*To do*. Every line below that contains the word "github" must be copied.

Collected data entries:
★ ★ ★ ★ ★
PR #131, opened 2021-07-09
standalone: support proto files as reflection alternative

data-enabler:
For cases where server reflection doesn't work, being able to simply
provide the proto files is a useful alternative.

### DIFF
--- a/files.go
+++ b/files.go
@@ -2,6 +2,7 @@ package grpcui
 
 import (
 	"github.com/jhump/protoreflect/desc"
+	"github.com/jhump/protoreflect/desc/protoparse"
 	"github.com/jhump/protoreflect/grpcreflect"
 	"golang.org/x/net/context"
 	"google.golang.org/grpc"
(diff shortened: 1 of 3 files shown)


data-enabler:
Just realized that all the APIs involved are public, and from the documentation it sounds like they explicitly support people creating their own handlers using those methods. So unless we think this would be a useful upstream contribution, we could probably avoid forking the library at all.

jhump:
★ ★ ★ ★ ★
*Solution to this exercise*.
 	"github.com/jhump/protoreflect/desc"
+	"github.com/jhump/protoreflect/desc/protoparse"
 	"github.com/jhump/protoreflect/grpcreflect"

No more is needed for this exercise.